Senator Mohammed Musa has said that Islamic cleric Ahmed Gumi should be invited by security agents for questioning over his affiliation with bandits.
Mr Musa made the statement while speaking on Channels TV’s Politics Today show Wednesday evening.
He mentioned that Mr Gumi has met with these bandits in the forests and he should be able to provide the federal government with information that could help to neutralise their operations.
“I won’t say we know them (bandits). Just as we said, they have cells and they have a kind of leadership structure in their cells,” he said.
“I would recall that one of the renowned Islamic scholars, Sheikh Gumi, was at a time going into the forests to meet with these people.
“I think somebody like Gumi should be asked how he has contacts to reach these people.

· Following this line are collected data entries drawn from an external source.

PR #9329, opened 2022-08-17
curl.h: Include <sys/select.h> on SunOS

tnn2:
It is needed for fd_set to be visible to downstream consumers that
use <curl/multi.h>. Header is known to exist at least as far back
as Solaris 2.6.


bagder (approved):
:+1: this `#if` line might be the coolest one in the project :grin:

bagder:
Thanks!

PR #9337, opened 2022-08-19
Allow to configure DNS cache hash map size

uranix:
Following this thread https://curl.se/mail/lib-2021-03/0036.html I propose a simple patch that allows to configure DNS cache hash map size via a preprocessor variable CURL_DNSCACHE_HASH_TABLE_SIZE. This cache becomes a CPU bottleneck when there are thousands of entries.


bagder:
If you are right, and I have no reason to question that, then won't applications like the ability to actually set this instead of relying on a custom build?

uranix:
Is `curl_share_setopt` / `curl_multi_setopt` a proper place to do this?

And if he can reach these people, why is it that he has not been able to help the government to get these people neutralised?”

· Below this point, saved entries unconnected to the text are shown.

PR #9338, opened 2022-08-20
Implement `curl_easy_init_ex` that returns an error code.

juchem:
In a production grade software project it is often useful to check, log
and/or collect error codes for better error handling, diagnostics and
bug fixing.

The majority of libcurl functions provide error codes as part of their
interface. `curl_easy_init` is one of the most important functions of
the library, yet it lacks proper means of retrieving an error code when
it fails, making the bug fixing process more involved on certain
situations.

Looking closer at the implementation of `curl_easy_init`, it's apparent
that the error codes are readily available. All that's missing is an
interface to extract them to the call site.

This commit aims to provide an alternative interface capable of
surfacing the error code, while otherwise being identical in behavior to
`curl_easy_init`. By not directly modifying `curl_easy_init`'s
interface, the library remains backwards compatible.

`curl_easy_init_ex`'s implementation is almost identical to
`curl_easy_init`, with slight changes to accomodate for the new
interface.

Having an identical interface to `Curl_open`, it allows `curl_easy_init`
to be implemented as a thin wrapper on top of it, adding virtually zero
overhead (likely zero through trivial compiler optimizations). This has
two main benefits:
- avoid code duplication;
- leverage the vast existing test suite already in place for
  `curl_easy_init` without requiring immediate effort towards quality
  assurance.

Documentation for `curl_easy_init` has also been updated to accommodate
the new interface.

### DIFF
--- a/docs/libcurl/curl_easy_init.3
+++ b/docs/libcurl/curl_easy_init.3
@@ -58,8 +58,16 @@ if(curl) {
 .SH AVAILABILITY
 Always
 .SH RETURN VALUE
-If this function returns NULL, something went wrong and you cannot use the
-other curl functions.
+Returns a valid non-null handle on success.
+
+On failure, returns NULL. If \fIcurl_global_init(3)\fP was called prior to
+\fIcurl_easy_init(3)\fP, then it means the process has ran out of memory. If
+\fIcurl_global_init(3)\fP was not called beforehand, it could also be due to a
+global initialization failure.
+
+In order to better isolate failure cases, the user is strongly advised to
+manually call \fIcurl_global_init(3)\fP instead of relying on libcurl doing it
+implicitly.
 .SH "SEE ALSO"
 .BR curl_easy_cleanup "(3), " curl_global_init "(3), " curl_easy_reset "(3), "
 .BR curl_easy_perform "(3) "


juchem:
FWIW, I've looked into making a similar contribution to `curl_multi_init`, but the change there seems a little bit less trivial.

I decided to first gauge interest in this addition, as well as keeping the changes small.

jay:
curl_easy_init failures are highly unlikely and pretty much fatal (read: out of memory). However, if the user forgot to call curl_global_init then curl_easy_init will do it implicitly, and yes it would be good to know the error code for that but IMO the user should just be calling curl_global_init.

bagder:
I am not convinced this adds enough new value to be worth the trouble of adding a new function. This function fails very rarely and I'm not sure that the existing error codes will and provide enough granularity to actually help a lot - since this doesn't have a way to return an error message.

juchem:
Understood. Those are reasonable rationales for not adding a new API.

@bagder given the well understood behavior of easy-init, would it then be outrageous to propose instead a change in its documentation, to give more strong guarantees about the fail case?

Right now the docs say "something went wrong", which is not very helpful without an error code. What about saying that either the process is out of memory, or initialization failed; possibly giving emphasis to the fact that, if global-init has been manually called before, then the only mode of failure is out-of-memory?

emilengler:
> Right now the docs say "something went wrong", which is not very helpful without an error code. What about saying that either the process is out of memory, or initialization failed; possibly giving emphasis to the fact that, if global-init has been manually called before, then the only mode of failure is out-of-memory?

It is very likely, that the value of `errno` will give further clues about what caused the failure in detail. I'm not quite sure if it's worth documenting though, because it is the responsibility of libc and not libcurl.

bagder:
@juchem so maybe updating and clarifying the current docs will be more productive then, than adding a new API just to be able to return `CURLE_OUT_OF_MEMORY` or `CURLE_FAILED_INIT`, neither which will help an application author much more than the current API...

juchem:
Closing this due to community consensus.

Mr Musa’s remarks came on the heels of the Senate’s resolution, on Wednesday, that President Muhammadu Buhari regime declare the bandits as terrorists and engage them as such.
The lawmaker says he agrees with the decision of the senate, explaining that the federal government must take a position for the security operatives to strategise their attacks in terrorist zones.

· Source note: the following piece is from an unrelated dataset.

PR #9340, opened 2022-08-21
Introduce options to control dns cache hash table slots

uranix:
I accidentally closed my PR #9337, so here it is again

Following this thread https://curl.se/mail/lib-2021-03/0036.html I propose a simple patch that allows to configure DNS cache hash map size via a preprocessor variable CURL_DNS_CACHE_HASH_TABLE_SIZE. This cache becomes a CPU bottleneck when there are thousands of entries.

“The federal government have tried all they could to ensure that this menace is controlled, they’ve given the opportunity for these bandits to surrender, some of them say they’ve surrendered and went back, after talking to the government that they’ve surrendered they went back and we felt there is a need for the federal government at this time to take a position, and that position is declaring this bandit as terrorists,” he said.
Mr Musa said the security situation in Niger State has worsened as terrorists who moved into Zamfara have returned to escape military action going on in the neighbouring state.
The senator explained: “It seems they all went back to Zamfara, which seems to be the epicentre of it. So, when they all went back to Zamfara, and the government decided to hit them in Zamfara, they’re now spreading. We had some peace in the last two months, but now, they’re back and they’re very ruthless. So, we also want the government to be very ruthless with them.”